In another particularly preferred embodiment, the effect pigments are characterized in that they comprise a coloring compound from the group of organic pigments selected from: carmine, quinacridone, phthalocyanine, sorghum red, blue pigments with color indices Cl 42090, CI 69800, CI 69839, CI 73000, CI 74100, CI 74160, yellow pigments with color indices CI 11680, CI 11710, CI 15985, CI 19140, CI 20040, CI 21100, CI 21108, CI 47000, CI 47005, green pigments with color indices CI 61565, CI 61570, CI 74260, orange pigments with color indices CI 11725, CI 15510, CI 45370, CI 71105, orange pigments with color indices CI 12085, CI 12120, red pigments of CI 12370, CI 12420, CI 12490, CI 14700, CI 15525, CI 15580, CI 15620, CI 15630, CI 15800, CI 15850, CI 15865, CI 15880, CI 17200, CI 26100, CI 45380, CI 45410, CI 58000, CI 73360, CI 73915, CI 75470, and mixtures thereof.

The organic pigment may also be a colored paint. In the sense of the present invention, the term "pigmented paint" means a particle comprising an absorbed dye layer, the unit of particle and dye being insoluble under the above conditions. The particles may be, for example, an inorganic substrate which may be aluminum, silica, calcium borosilicate, calcium aluminoborosilicate, or aluminum.
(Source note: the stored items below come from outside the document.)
PR #1125, opened 2022-06-02
[v2] ensure update() adheres to requiredNamespaces

### LINKED ISSUE #1121: Handle requiredNamespaces in update method

xzilja:
closes #1121

### DIFF
--- a/packages/sign-client/test/validation.spec.ts
+++ b/packages/sign-client/test/validation.spec.ts
@@ -372,7 +372,7 @@ describe("Sign Client Validation", () => {
       );
     });
 
-    it("thorws when incompatible namespaces params are provided", async () => {
+    it("throws when incompatible namespaces params are provided", async () => {
       await expect(
         client.update({
           topic,
--- a/packages/sign-client/test/validation.spec.ts
+++ b/packages/sign-client/test/validation.spec.ts
@@ -13,6 +13,8 @@ import {
   TEST_RESPOND_PARAMS,
   TEST_NAMESPACES,
   TEST_REQUIRED_NAMESPACES,
+  TEST_NAMESPACES_INVALID_METHODS,
+  TEST_NAMESPACES_INVALID_CHAIN,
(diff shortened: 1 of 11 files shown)


packages/sign-client/test/validation.spec.ts
```diff
@@ -369,6 +371,21 @@ describe("Sign Client Validation", () => {
         "Missing or invalid update namespaces",
       );
     });
+
+    it("thorws when incompatible namespaces params are provided", async () => {
```
bkrem: Typo:
```suggestion
    it("throws when incompatible namespaces params are provided", async () => {
```

packages/utils/src/validators.ts
```diff
@@ -286,3 +286,10 @@ export function isValidNamespacesEvent(
   const events = getNamespacesEventsForChainId(namespaces, chainId);
   return events.includes(eventName);
 }
+
+export function isValidNamespacesChange(
+  requiredNamespaces: ProposalTypes.RequiredNamespaces,
+  namespaces: SessionTypes.Namespaces,
+) {
+  return !Object.keys(getDeletedDiff(requiredNamespaces, namespaces)).length;
```
bkrem: I think the simpler semantics would be to avoid the negation and explicitly do `Object.keys(...).length === 0`

bkrem (approved):
Nice! 💯 

Took my time to go over `getDeletedDiff` a few times because of `.reduce` + recursion but looks good to me 👍

xzilja:
> Took my time to go over getDeletedDiff a few times because of .reduce + recursion but looks good to me 👍

@bkrem yeh, implementation is adapted from https://www.npmjs.com/package/deep-object-diff but since we only needed that small bit, I though its best to make a small util instead of using lib

bkrem:
Ahh ok thanks for the link to that 👍 Yeah agreed, if we just need a small subset or an adaption of it pulling in the whole dep is overkill.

For example, alizarin colored paint can be used.

Suitable colouring compounds from the group of pigments are, in addition, inorganic and/or organic pigments modified with polymers. For example, the polymer modification may increase the affinity of the pigment for the corresponding material of the at least one layer.

The particle size of the coloring compound used depends on the layer in which the colorant layer is present. The colouring compound preferably has a particle diameter D which is smaller than the layer thickness of at least one layer₉₀. More preferably, the particle diameter D of the coloring compound₉₅Less than the layer thickness of at least one layer. Even more preferably, the particle size D of the colouring compound₉₉Less than the layer thickness of at least one layer. Very preferably, the particle diameter D of the coloring compound₁₀₀Less than the layer thickness of at least one layer. The particle size of the colored compound can be determined using, for example, Dynamic Light Scattering (DLS) or Static Light Scattering (SLS). D₉₀Meaning that 90% of the particles of the colouring compound are smaller than the layer thickness of the at least one layer. Thus, D₉₅Meaning that 95% of the particles of the colouring compound are smaller than the layer thickness of at least one layer, etc.

The amount of coloring compound from the pigment in the layer comprising:

(b1) metal oxide and/or metal oxide hydrate, and

(b2) a coloring compound derived from a pigment, wherein,

preferably at most 5 wt%, based on the total weight of the layer.

Layers a and C serve as corrosion protection and chemical and physical stabilization. Particularly preferably, layers a and C contain silica or alumina applied by a sol-gel process.

Thus, a further subject matter of the present application is a process for preparing effect pigments comprising a) substrate platelets and b) a coating, wherein the coating comprises at least one layer which is

(i) Metal oxide and/or metal oxide hydrate, and

(ii) comprising a colouring compound selected from the group of pigments,

the method comprises the following steps:

(α) suspending the substrate pieces in an organic or aqueous solvent; and

(β) coating the substrate pieces suspended in step (α) with a layer comprising (i) a metal oxide and/or a metal oxide hydrate, and (ii) a coloring compound selected from pigments, using a sol-gel method.

Preferably, a metal alkoxide and a coloring compound selected from pigments are used in the sol-gel method.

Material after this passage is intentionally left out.